::: MATERIAL PROVIDED
PR #2143, opened 2026-05-13
feat(code): render PNGs and image data URLs in previews

pauldambra:
## Summary

- PNG files read through the **Read** tool no longer get dumped into CodeMirror as binary garbage — the agent returns image content blocks and `ReadToolView` now renders them inline.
::::::
TASK PROMPT:
Could the entries above be output once more, exactly as they are?

PROBLEM SOLUTION:
PR #2143, opened 2026-05-13
feat(code): render PNGs and image data URLs in previews

pauldambra:
## Summary

- PNG files read through the **Read** tool no longer get dumped into CodeMirror as binary garbage — the agent returns image content blocks and `ReadToolView` now renders them inline.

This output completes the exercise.